Quelles formes ces troubles du sommeil peuvent-ils prendre?
Les troubles du sommeil regroupent de nombreuses maladies qui présentent des mécanismes complètement différents. Il y a d'abord l'insomnie, dont les conséquences se manifestent pendant la journée: fatigue, baisse de moral, problèmes de concentration ou de mémoire.
Il y a ensuite les maladies respiratoires, comme les apnées du sommeil. Finalement, on peut évoquer les troubles moteurs, qui touchent souvent les jambes. Cela peut prendre la forme de mouvements périodiques des jambes pendant le sommeil, ou d'un besoin pressant de les bouger avant l'endormissement, ce qui fait qu'on a beaucoup de mal à s'endormir.

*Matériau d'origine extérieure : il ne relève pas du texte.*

PR #1405, opened 2022-01-04
fix: prevent error when local storage isn't available

esinner9:
This allows you to completely disable localStorage while working in an iframe

### DIFF
--- a/src/core/storage.ts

Il s'agit donc de situations très différentes. Comment soigne-t-on ces troubles?
La première étape consiste à poser un diagnostic. Il s'agit d'une phase primordiale, car elle permet d'identifier le trouble dont il est question.
Pour ce faire, il faut effectuer une évaluation minutieuse du sommeil de la personne, du déroulement de ses journées et de son mode de vie, afin d'identifier des signes et des symptômes permettant de nous orienter. Parfois, cela suffit, comme dans les cas des insomnies. D'autres fois, il s'avère nécessaire de mener des examens complémentaires, qui peuvent avoir lieu pendant la nuit ou la journée. C'est le cas lorsque l'on suspecte des apnées du sommeil, ou quand des personnes se plaignent d'hypersomnie ou de somnolence.
Et qu'en est-il du traitement?
Le traitement dépend de la maladie. Les personnes souffrant d'hypersomnie neurologique reçoivent un traitement médicamenteux, avec des stimulants qui leur permettent d'être plus réveillés. Pour l'insomnie, en revanche, on n'utilise pas les médicaments, mais on propose plutôt des thérapies comportementales et cognitives, afin de réapprendre au patient à dormir.
Il s'agit de machines qui insufflent de l'air à une certaine pression pour empêcher les pauses respiratoires, ou de gouttières qui avancent la mâchoire en avant de quelques millimètres dans l'objectif de créer de l'espace et dégager les voies aériennes.
A partir de quel moment faut-il consulter?
Il faut s'adresser à un médecin quand on estime que notre problème de sommeil a un impact sur notre fonctionnement et altère notre qualité de vie, ou notre santé. On devrait également consulter si l'on souffre d'une somnolence qui nous paraît excessive, car cela traduit normalement des problèmes de sommeil sous-jacents et nous expose à un risque accidentel, notamment au volant.